By the 1980s and well into the 1990s, concepts of the “underclass” became the primary hinge through which pathology was bolted to the black community. This was true even as many of these studies ostensibly turned to class. As David Theo Goldberg argues, “the idea of project housing has . . . come to stand throughout ‘the West’ as the central mark of racially constituted urban pathology,” out of which emerged a variety of newly invented stereotypes like the “welfare queen” and the “super predator.” By contrast, poor white communities during this period were often framed as the victims of industry and a diminished economy. Whether we look at the rust belt, which describes a geographical area various industries once utilized and have now abandoned, or the xenophobic and unfounded notion that immigrants take jobs from U.S.-born laborers, poor white communities seldom come up against the idea that white culture is to blame for unemployment and poverty.
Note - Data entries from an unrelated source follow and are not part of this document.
PR #6420, opened 2025-08-29
feat: Allow disabling namespace checks

Gudahtt:
## Explanation

Messenger namespace checks can now be disabled by using the `DISABLE_NAMESPACE` namespace constructor parameter, and setting the `Namespace` type parameter to `string`. This makes it much easier to mock messengers in unit tests.

## References

N/A

## Checklist

### DIFF
--- a/packages/messenger/src/Messenger.ts
+++ b/packages/messenger/src/Messenger.ts
@@ -96,7 +96,7 @@ export type MessengerEvents<
 
 /**
  * Messenger namespace checks can be disabled by using this as the `namespace` constructor
- * parameter, and using `string` as the Namespace type parameter.
+ * parameter, and using `MockAnyNamespace` as the Namespace type parameter.
  *
  * This is useful for mocking a variety of different actions/events in unit tests. Please do not
  * use this in production code.


packages/messenger/src/Messenger.ts
```diff
@@ -278,7 +287,6 @@ export class Messenger<
   registerActionHandler<
     ActionType extends Action['type'] & NamespacedName<Namespace>,
   >(actionType: ActionType, handler: ActionHandler<Action, ActionType>) {
-    /* istanbul ignore if */ // Branch unreachable with valid types
```
Gudahtt, line 281: It's still technically true that this is unreachable with valid types, but, I figured I may as well add tests given I was making some functional changes in this same area.

packages/messenger/src/Messenger.ts
```diff
@@ -94,6 +94,15 @@ export type MessengerEvents<
...
     : never;
 
+/**
+ * Messenger namespace checks can be disabled by using this as the `namespace` constructor
+ * parameter, and using `string` as the Namespace type parameter.
+ *
+ * This is useful for mocking a variety of different actions/events in unit tests. Please do not
+ * use this in production code.
+ */
+export const DISABLE_NAMESPACE = 'DISABLE_NAMESPACE';
```
mcmire: Technically this name makes sense, but if I'm on another team I might feel like this is doing some magic I don't understand.

What do you think about using the name `ANY_NAMESPACE` or `ALL_NAMESPACES` instead?

packages/messenger/src/Messenger.test.ts
```diff
@@ -27,6 +27,24 @@ describe('Messenger', () => {
...
     });
 
+    it('allows registering and calling an action handler for a different namespace using DISABLE_NAMESPACE', () => {
+      type CountAction = {
+        type: 'Fixture:count';
+        handler: (increment: number) => void;
+      };
+      const messenger = new Messenger<string, CountAction, never>({
+        namespace: DISABLE_NAMESPACE,
+      });
```
mcmire: Continuing with another comment, what do you think about adding a type alias for `string`, `AnyNamespace`? Then combined with the renaming of the constant, this would look like:

``` suggestion
      const messenger = new Messenger<AnyNamespace, CountAction, never>({
        namespace: ANY_NAMESPACE,
      });
```

Alternatively:

``` suggestion
      const messenger = new Messenger<AllNamespaces, CountAction, never>({
        namespace: ALL_NAMESPACES,
      });
```

packages/messenger/src/Messenger.ts
mcmire: I guess we don't want to make this sound like something that could be used in production, so I can see why you gave it the name you did.

Maybe using `__`, i.e., `__ANY_NAMESPACE__` or `__ALL_NAMESPACES__`, would still inform people that it's a development-only variable while still conveying while still hiding the technical details?

Gudahtt: I was hesitant to use `__` because this _is_ something we want people to use. Just not in production code. I considered using the `@deprecated` directive as well, and decided against it for the same reason.

Gudahtt: I see what you mean about "disable namespace" being a bad name for this though. 

"All" and "any" are good options. We could also go with `MOCK_NAMESPACE`, if we want to make it more clear it's for tests only.

matthiasgeihs: I think the attention here might have been to choose a name that is a bit more descriptive of the thing that it does. In the sense of "this messenger can be used with any namespace / all namespaces".

matthiasgeihs: I like `ANY_NAMESPACE` (or `ALL_NAMESPACES`), because it conveys the underlying logic of what this does.
`DISABLE_NAMESPACE` does the same thing, but sounds more like an instruction instead of a namespace name.
`MOCK_NAMESPACE` focuses more on the intended usage, but doesn't clearly convey the effect of using it.

Gudahtt: I'm tempted to go with `MOCK_ANY_NAMESPACE` because it conveys both the purpose and intended usage

Gudahtt: Name updated here: 7f56a960356bcceabd3ec027c7ab44aaacc34c56

Does this seem better?

packages/messenger/src/Messenger.test.ts
Gudahtt: I've added a `MockAnyNamespace` type here: 6e633510c68ad69ea66f7e70120f6a7520e372e9

packages/messenger/src/Messenger.ts
mcmire: I think it looks good.

packages/messenger/src/Messenger.ts
```diff
@@ -94,6 +94,23 @@ export type MessengerEvents<
     ? Event
     : never;
 
+/**
+ * Messenger namespace checks can be disabled by using this as the `namespace` constructor
+ * parameter, and using `string` as the Namespace type parameter.
```
FrederikBolding:
```suggestion
 * parameter, and using `MockAnyNamespace` as the Namespace type parameter.
```

Gudahtt: Thanks, good catch

PR #5698, opened 2025-04-23
Feat: remove current chain id dependency asset contract controllers

salimtb:
## Checklist

- [ ] I've updated the test suite for new or updated code as appropriate
- [ ] I've updated documentation (JSDoc, Markdown, etc.) for new or updated code as appropriate
- [ ] I've communicated my changes to consumers by [updating changelogs for packages I've changed](https://github.com/MetaMask/core/tree/main/docs/contributing.md#updating-changelogs), highlighting breaking changes as necessary
- [ ] I've prepared draft pull requests for clients and consumer packages to resolve any breaking changes

PR #6422, opened 2025-08-29
feat: migrate eip-5792 & capabilities middleware handlers into monorepo

ffmcgee725:
## Explanation

We identified duplication in JSON RPC middleware logic between the mobile and extension clients, particularly around the 5792 middleware stack and capability handling. During recent Wallet API and Perps integration discussions, the team agreed this presents an opportunity to abstract and centralize this logic into a core monorepo module.

The motivation here is to:

* Reduce code duplication across mobile and extension clients
* Create a client-agnostic foundation for capabilities (including auxiliary funds, capability advertising, and required assets)
* Support the upcoming Metamask Pay (MM Pay) initiative by establishing a standardized middleware layer
* Facilitate future multi-chain and auxiliary funds work without creating divergent patterns

So the work done on this PR aims to:

1. Create a new core package `eip-5792-middleware` to host shared middleware logic.
2. Extract the 5792 middleware logic and capability handlers from both extension and mobile clients.
   a. [Extension](https://github.com/MetaMask/metamask-extension/pull/35541)
   b. [Mobile](https://github.com/MetaMask/metamask-mobile/pull/19064)
4. Refactor them to be client-agnostic and consumable by both clients.
5. Maintain feature parity with existing implementations while improving modularity and testability.
6. Include initial unit tests and integration hooks.

## References

* Fixes [#5698](https://github.com/MetaMask/MetaMask-planning/issues/5698)

## Checklist


ffmcgee725:
@metamaskbot publish-preview

ffmcgee725:
@metamaskbot publish-preview

ffmcgee725:
@metamaskbot publish-preview

packages/eip-5792-middleware/src/index.ts
matthewwalsh0, line 1: This is still a really great and valuable abstraction, but am I correct this package isn't technically a middleware itself, but instead just the hooks required for the existing wallet middleware?

packages/eip-5792-middleware/src/processSendCalls.ts
```diff
@@ -0,0 +1,437 @@
...
+  EIP5792ErrorCode,
+  KEYRING_TYPES_SUPPORTING_7702,
+  MessageType,
+  VERSION,
+} from './constants';
+import type { EIP5792Messenger } from './types';
+import { getAccountKeyringType } from './utils';
+
+type ProcessSendCallsHooks = {
+  addTransactionBatch: TransactionController['addTransactionBatch'];
```
matthewwalsh0: The confirmations team has a backlog item that I can prioritise, to add messenger actions for these core `TransactionController` methods.

Which would (in future) result in simpler hooks as they would rely primarily on the messenger.

packages/eip-5792-middleware/src/processSendCalls.ts
```diff
@@ -0,0 +1,437 @@
...
+  ) => Promise<void>;
+};
+
+type ProcessSendCallsRequest = JsonRpcRequest & {
+  networkClientId: string;
+  origin?: string;
+};
+
+/**
+ * Processes a sendCalls request for EIP-5792 atomic transactions.
```
matthewwalsh0: Minor, not always `atomic`, that's defined per request.

packages/eip-5792-middleware/src/processSendCalls.ts
```diff
@@ -0,0 +1,437 @@
...
+ *
+ * @param hooks - Object containing required controller hooks and utilities.
```
matthewwalsh0: Minor, I believe our best practice is to define the JSDoc on the type itself (`ProcessSendCallsRequest`) which we could export?

packages/eip-5792-middleware/src/constants.ts
```diff
@@ -0,0 +1,26 @@
...
+  SendTransaction = 'eth_sendTransaction',
+}
+
+export enum AtomicCapabilityStatus {
+  Supported = 'supported',
+  Ready = 'ready',
+  Unsupported = 'unsupported',
+}
+
+// To be moved to @metamask/rpc-errors in future.
```
matthewwalsh0, line 14: Thank you for including the comment, was going to recommend the same 😄 

These were added quickly originally due to time constraints.

packages/eip-5792-middleware/src/getCapabilities.ts
```diff
@@ -0,0 +1,191 @@
...
+  isRelaySupported: (chainId: Hex) => Promise<boolean>;
+  getSendBundleSupportedChains: (
+    chainIds: Hex[],
+  ) => Promise<Record<string, boolean>>;
+};
+
+/**
+ * Retrieves the capabilities for atomic transactions on specified chains.
+ *
+ * @param hooks - Object containing required controller hooks and utilities.
```
matthewwalsh0: Same here, should we export these hook types for the benefit of the clients, and move the JSDoc to them?

packages/eip-5792-middleware/src/getCapabilities.ts
```diff
@@ -0,0 +1,191 @@
...
+ *
+ * @param chainIds - Array of chain IDs to check for alternate gas fees support.
+ * @param batchSupport - Information about atomic batch support for each chain.
+ * @param getIsSmartTransaction - Function to check if a chain supports smart transactions.
+ * @param isRelaySupported - Function to check if relay is supported on a chain.
+ * @param getSendBundleSupportedChains - Function to get chains that support send bundle.
+ * @param messenger - Messenger instance for controller communication.
+ * @returns Promise resolving to GetCapabilitiesResult with alternate gas fees information.
+ */
+async function getAlternateGasFeesCapability(
```
matthewwalsh0: I appreciate that this initial version is using as much of the original logic as possible, I think that's wise for minimum risk.

For audit sake, it would be great in future if we could create some abstraction around each capability so they can be modularised into separate files, tested directly, and combined with a generic mechanism.

packages/eip-5792-middleware/src/getCapabilities.ts
matthewwalsh0, line 1: Minor, is it worth moving these core functions into a directory such as `methods` or `hooks`?

packages/eip-5792-middleware/src/constants.ts
```diff
@@ -0,0 +1,26 @@
...
+export const KEYRING_TYPES_SUPPORTING_7702 = [
+  KeyringTypes.hd,
+  KeyringTypes.simple,
+];
+
+export enum MessageType {
+  SendTransaction = 'eth_sendTransaction',
+}
+
+export enum AtomicCapabilityStatus {
```
matthewwalsh0: This is technically part of the core specification, but the definition was done in the client (now here) so the validation in `@metamask/eth-json-rpc-middleware` can be entirely generic.

packages/eip-5792-middleware/README.md
```diff
@@ -0,0 +1,15 @@
+# `@metamask/eip-5792-middleware`
+
+Implements the JSON-RPC methods for sending multiple calls from the user's wallet, and checking their status, as referenced in [EIP-5792](https://eips.ethereum.org/EIPS/eip-5792).
```
matthewwalsh0: Minor, we're not technically implementing handlers for the RPC methods themselves, but the hooks required by the wallet middleware in `eth-json-rpc-middleware`.

packages/eip-5792-middleware/src/index.test.ts
matthewwalsh0, line 1: Minor, is this just testing the language / defining the same data in two places?

packages/eip-5792-middleware/src/utils.ts
```diff
@@ -0,0 +1,38 @@
...
+
+/**
+ * Retrieves the keyring type for a given account address.
+ *
+ * @param accountAddress - The account address to look up.
+ * @param messenger - Messenger instance for controller communication.
+ * @returns The keyring type associated with the account.
+ * @throws JsonRpcError if the account type is unknown or not found.
+ */
+export function getAccountKeyringType(
```
matthewwalsh0, line 16: Minor, is there value in writing unit tests for this so we can mock it in other test files?

jiexi (dismissed):

matthewwalsh0 (changes requested):

packages/eip-5792-middleware/src/index.ts
jiexi: yeah good catch. I was just looking at eth-json-rpc-middleware. It's odd to me personally that these packages are split this way. In server architecture, this would be the equivalent of grouping the controllers and processors into separate packages rather than grouping controllers and processors in the same domain together

ffmcgee725: Any suggestion on the name change, if any then ?
I do agree with the points being made, but I am following the decision / consensus reached on the [original thread discussion](https://consensys.slack.com/archives/C09CA95JU1G/p1756394965595529), as well as the patterns on existing packages.

packages/eip-5792-middleware/src/processSendCalls.ts
ffmcgee725: Nice! Do you want me to add this piece of information as documentation here, linking to the existing backlog item (share said item if so) ?

packages/eip-5792-middleware/src/index.ts
matthewwalsh0: I was mostly just confirming my understanding, but I think the name is fine as anything else might introduce more ambiguity.

To @jiexi's point, we could even move out the middleware itself from `eth-json-rpc-middleware` to here in future and make this a true middleware, and the `wallet-middleware` less of a monolith.

packages/eip-5792-middleware/src/processSendCalls.ts
matthewwalsh0: No need to commit it, just wanted to mention so others don't question why we have many callbacks in the hooks.

packages/eip-5792-middleware/src/constants.ts
ffmcgee725: If you have an existing issue that should be linked here, do feel free to share and I can update this.

packages/eip-5792-middleware/src/index.test.ts
ffmcgee725: Following the pattern of what exists on other packages, making sure only the expected functions are being exported, like [here](https://github.com/MetaMask/core/blob/main/packages/messenger/src/index.test.ts) or [here](https://github.com/MetaMask/core/blob/main/packages/controller-utils/src/index.test.ts).

packages/eip-5792-middleware/src/utils.ts
ffmcgee725: https://github.com/MetaMask/core/pull/6422/commits/e94ec4904ab988069fe1260d4568f14249686439

packages/eip-5792-middleware/README.md
ffmcgee725: https://github.com/MetaMask/core/pull/6422/commits/e94ec4904ab988069fe1260d4568f14249686439

packages/eip-5792-middleware/src/constants.ts
ffmcgee725: https://github.com/MetaMask/core/pull/6422/commits/e94ec4904ab988069fe1260d4568f14249686439

packages/eip-5792-middleware/src/getCapabilities.ts
ffmcgee725: https://github.com/MetaMask/core/pull/6422/commits/e94ec4904ab988069fe1260d4568f14249686439

packages/eip-5792-middleware/src/getCapabilities.ts
ffmcgee725: https://github.com/MetaMask/core/pull/6422/commits/e94ec4904ab988069fe1260d4568f14249686439

packages/eip-5792-middleware/src/processSendCalls.ts
ffmcgee725: Originally I created these types to export and use them in [mobile creation of the 5792 middleware](https://github.com/MetaMask/metamask-mobile/blob/44178c949235788f18682e0fa067c8e81ecd83f9/app/core/RPCMethods/createEip5792Middleware.ts#L18) (this is from draft mobile PR branch of this refactor work), but noticed there is already an exported type coming from the eth-json-rpc-middleware package [here](https://github.com/MetaMask/eth-json-rpc-middleware/blob/45ed9985e5eca5766ae3d20aea71da9fb45e2b87/src/methods/wallet-send-calls.ts#L61), so decided to not export these at all for now since there is no need at the moment.

But perhaps exporting them for the future if necessary is the proper approach.

Also followed on JSDoc to the type itself here https://github.com/MetaMask/core/pull/6422/commits/e94ec4904ab988069fe1260d4568f14249686439

packages/eip-5792-middleware/src/processSendCalls.ts
ffmcgee725: https://github.com/MetaMask/core/pull/6422/commits/e94ec4904ab988069fe1260d4568f14249686439

ffmcgee725:
@metamaskbot publish-preview

FrederikBolding (approved):
CODEOWNERS change LGTM. Have not reviewed the rest in detail.

matthewwalsh0 (approved):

Whatever the historical or sociological reasoning, a single assertion continued to surface within report after report and across time: African Americans were the makers of their own deprivation — even as study after study proved the continued existence of institutional racism. Today, calls for African Americans to focus on “black on black crime” draw from this tradition, not statistics. Such calls, however, ignore more recent studies and reports like that from the Center for Contemporary Families, which found that a single-parent family structure, the perennial boogeyman of reactionaries, does not lead to an increase in juvenile crime or inequality.

They also ignore the work done by people of color within their respective and particular communities. When the co-founder of Black Lives Matter, Alicia Garza, argues that Donald Trump’s West Bend, Wisconsin speech “casts [the candidate] alongside some of the worst fascists in history,” she does so as the special projects director for the National Domestic Workers Alliance, the former executive director of People Organized to Win Employment Rights (POWER), and a board member for Forward Together. By contrast, when Donald Trump tells Bill O’Reilly that Chicago police could solve the city’s violence “by being very much tougher than they are right now,” he ignores community organizations like CeaseFire and violence interrupters, who work to deescalate situations within Chicago neighborhoods. This comparison is not meant to quantify efforts, which is problematic in and of itself; rather, it is meant to point out Garza and others’ respective commitments to issues that pundits and politicians like Trump claim protestors lack.

This is to say nothing of how these calls conflate separate issues in order to diminish objections to police violence. As my friend Robert Tillman remarked upon reading an early draft of this essay, “it’s not just about black pathology. It’s about diversion. At what point does existence of crime excuse additional crime? Where’s the point on that graph?” His opinion is shared by Black Lives Matter organizers. As they write on their site,

The continued focus on black-on-black crime is a diversionary tactic, whose goal is to suggest that black people don’t have the right to be outraged about police violence in vulnerable black communities, because those communities have a crime problem. The Black Lives Matter movement acknowledges the crime problem, but it refuses to locate that crime problem as a problem of black pathology.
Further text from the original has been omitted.